Academic journal article Environmental Health Perspectives

The Role of Inflammatory Mediators in the Synergistic Toxicity of Ozone and 1-Nitronaphthalene in Rat Airways

Academic journal article Environmental Health Perspectives

The Role of Inflammatory Mediators in the Synergistic Toxicity of Ozone and 1-Nitronaphthalene in Rat Airways

Article excerpt

Ambient air is polluted with a mixture of pulmonary toxicants. Previous studies indicate that prior exposure to atmospheric oxidant pollutants such as ozone may significantly alter the response to other pollutants, such as 1-nitronaphthalene (1-NN). 1-NN, a component of the particulate exhaust from diesel engines, has been found at low concentrations in ambient air.
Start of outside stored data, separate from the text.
PR #8026, opened 2026-08-05
fix(mcp): prevent tool override name collisions

Sehlani042:

McpWorkbench.tool_overrides validates renamed tools only against other configured overrides. It does not validate the final exposed names against the tools actually returned by the MCP server.

As a result, renaming fetch to an existing server tool name such as search can expose two schemas named search and route a real search call to fetch. A stale override for an original tool that is no longer present can cause the same wrong-route class by retaining a reverse mapping that shadows a present server tool.

This patch:

- validates exposed names against the actual list_tools result
- performs the validation before a direct call_tool can use renamed routing
- rebuilds reverse routing only from original tools currently present on the server
- adds regressions for real-name collisions, direct-call validation, and stale overrides

No public API or persistence format changes.

## Related issue number

No existing issue covers this root cause. I also checked current open PRs before publication; #7594 changes schema handling and is unrelated.

## Checks

- [x] Documentation changes are not needed; this is an internal routing correctness fix.

### Verification

RED before the production change:

- the real-server-name collision regression failed because no ValueError was raised

GREEN after the change:

- related MCP workbench suites: 39 passed
- Ruff lint and format: passed
- Pyright: passed
- mypy: passed
- git diff --check: passed

The broader test_mcp_tools.py run reached 22 passed, 1 skipped with five external mcp-server-fetch / mcp-server-git failures. Those exact five failures reproduce on untouched main, so they are baseline environment noise rather than regressions from this patch.

### AI assistance

This patch was prepared with Codex under the contributor's direction. Codex was used for issue/PR race checking, RED/GREEN implementation, current-main verification, and preparing this draft description.

### DIFF
--- a/python/packages/autogen-ext/src/autogen_ext/tools/mcp/_workbench.py
+++ b/python/packages/autogen-ext/src/autogen_ext/tools/mcp/_workbench.py
@@ -258,6 +258,7 @@ class McpWorkbench(Workbench, Component[McpWorkbenchConfig]):
                         f"'{existing_original}' and '{original_name}'. Override names must be unique."
                     )
                 self._override_name_to_original[override_name] = original_name
+        self._tool_override_names_validated = not self._override_name_to_original
 
         self._host = host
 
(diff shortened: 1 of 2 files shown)


Sehlani042:

PR #8029, opened 2026-08-07
Fix: drop trailing assistant message when rstrip leaves it empty

### LINKED ISSUE #7768: _rstrip_last_assistant_message only strips trailing whitespace from the content — it does not remove the assistant message.

mayuriphad:
Fixes #7768

## Root cause
`_rstrip_last_assistant_message()` is documented as removing the last assistant message when it is empty, but it only called `.rstrip()` on the content and left the (now possibly empty) message in the list. When the trailing `AssistantMessage.content` was whitespace-only, this produced an empty-string content block, which the Anthropic API rejects (text content blocks must be non-empty).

Using a metabolomic approach, we investigated inflammatory responses in arachidonic and linoleic acid biochemical cascades (35 metabolites) and the expression of 19 cytokines/chemokines at three time points (2, 6, and 24 hr) following exposure to 1-NN with and without prior long-term [O.sub.3] exposure. Long-term [O.sub.3] exposure is associated with biochemical changes that have been shown to render the lung resistant to further [O.sub.3] exposure. This study indicates that airways of [O.sub.3]-tolerant rats exhibited a low level of chronic inflammation, rendering the lungs more susceptible to other environmental pollutants such as 1-NN. Specifically, a 12.5-mg/kg dose of 1-NN to [O.sub.3]-tolerant rats produced significantly higher levels of cysteinyl-leukotrienes in bronchiolar lavage fluid even when compared to a 50-mg/kg dose of 1-NN in rats exposed to filtered air. Collectively, these results indicate that the combination of exposures as encountered in polluted ambient air are considerably more injurious to the lung than would be anticipated from previous studies employing single exposures. The observed synergism between [O.sub.3] and 1-NN may be causally related to a shift in a T-helper 1 to T-helper 2 immune response in the airways. Key words: 1-nitronaphthalene, arachidonic acid, cyclooxygenase, inflammatory mediators, linoleic acid, lipoxygenase, ozone. Environ Health Perspect 114:1354-1360 (2006). doi:10.1289/ehp.8373 available via http://dx.doi.org/ [Online 22 June 2006]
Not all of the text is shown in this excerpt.